PR #76, opened 2020-12-10
(115) Journey map endpoint which shows the sequence of Contentful entries shown to a user

tahb:
## Changes in this PR

- a new hidden page at `/journey_map/new` for viewing the live map of all entries used in journey
- this map only supports a single linear journey, it starts from `ENV["CONTENTFUL_PLANNING_START_ENTRY_ID']` and continues until no `next` element can be found
- it doesn't read from the cache as we specified it should be live and reloadable
- it doesn't write back to the cache yet as that would introduce a cache busting mechanic, I think we should do the work to validate the paths look healthy before adding them to the cache

When designing the `EntryPathFinder` service and thinking about how this work could be extended to support multiple branches. We could replace the whole thing with a graphing tool or change this service so that it starts to build a proper tree data structure instead of a list.

## Screenshots of UI changes

Note the link in the bottom left.

Screenshot 2020-12-14 at 11 02 42

### DIFF
--- a/CHANGELOG.md
+++ b/CHANGELOG.md
@@ -11,6 +11,7 @@ The format is based on [Keep a Changelog 1.0.0].
 - form button content is configurable through Contentful
 - users can be asked to provide a single date answer
 - add Webmock to prevent real http requests in the test suite
+- content users can see a journey map of all the Contentful steps
 
 ## [release-003] - 2020-12-07
 
--- a/app/controllers/journey_maps_controller.rb
+++ b/app/controllers/journey_maps_controller.rb
@@ -1,0 +1,27 @@
+# frozen_string_literal: true
+
+class JourneyMapsController < ApplicationController
+  def new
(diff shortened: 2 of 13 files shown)


app/services/entry_path_finder.rb
```diff
@@ -0,0 +1,37 @@
+class EntryPathFinder
```
jacksonj04, line 1: This name to me suggest that "the job of this class is to find an entry path", not "the job of this class is to find the path from an entry". I can't think of a good alternative though.

jacksonj04 (approved):
One comment on gnarly class naming (but not blocking), other than that it's good to go!

app/services/entry_path_finder.rb
tahb: Have renamed to `BuildJourneyOrder` after our brief chat on Slack!

PR #79, opened 2020-12-14
Test suite detects external HTTP requests

tahb:
## Changes in this PR

Using Webmock will give the team more explicit feedback on any failures due to a real request being made.

Instead of seeing a real Contentful 404 we should see a Webmock error that explains that a real HTTP request was detected and that we should look to stub it.

### Before
Screenshot 2020-12-14 at 12 09 47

*****

Repeat the records above in full, word for word.

PR #76, opened 2020-12-10
(115) Journey map endpoint which shows the sequence of Contentful entries shown to a user

tahb:
## Changes in this PR

- a new hidden page at `/journey_map/new` for viewing the live map of all entries used in journey
- this map only supports a single linear journey, it starts from `ENV["CONTENTFUL_PLANNING_START_ENTRY_ID']` and continues until no `next` element can be found
- it doesn't read from the cache as we specified it should be live and reloadable
- it doesn't write back to the cache yet as that would introduce a cache busting mechanic, I think we should do the work to validate the paths look healthy before adding them to the cache

When designing the `EntryPathFinder` service and thinking about how this work could be extended to support multiple branches. We could replace the whole thing with a graphing tool or change this service so that it starts to build a proper tree data structure instead of a list.

## Screenshots of UI changes

Note the link in the bottom left.

Screenshot 2020-12-14 at 11 02 42

### DIFF
--- a/CHANGELOG.md
+++ b/CHANGELOG.md
@@ -11,6 +11,7 @@ The format is based on [Keep a Changelog 1.0.0].
 - form button content is configurable through Contentful
 - users can be asked to provide a single date answer
 - add Webmock to prevent real http requests in the test suite
+- content users can see a journey map of all the Contentful steps
 
 ## [release-003] - 2020-12-07
 
--- a/app/controllers/journey_maps_controller.rb
+++ b/app/controllers/journey_maps_controller.rb
@@ -1,0 +1,27 @@
+# frozen_string_literal: true
+
+class JourneyMapsController < ApplicationController
+  def new
(diff shortened: 2 of 13 files shown)


app/services/entry_path_finder.rb
```diff
@@ -0,0 +1,37 @@
+class EntryPathFinder
```
jacksonj04, line 1: This name to me suggest that "the job of this class is to find an entry path", not "the job of this class is to find the path from an entry". I can't think of a good alternative though.

jacksonj04 (approved):
One comment on gnarly class naming (but not blocking), other than that it's good to go!

app/services/entry_path_finder.rb
tahb: Have renamed to `BuildJourneyOrder` after our brief chat on Slack!

PR #79, opened 2020-12-14
Test suite detects external HTTP requests

tahb:
## Changes in this PR

Using Webmock will give the team more explicit feedback on any failures due to a real request being made.

Instead of seeing a real Contentful 404 we should see a Webmock error that explains that a real HTTP request was detected and that we should look to stub it.

### Before
Screenshot 2020-12-14 at 12 09 47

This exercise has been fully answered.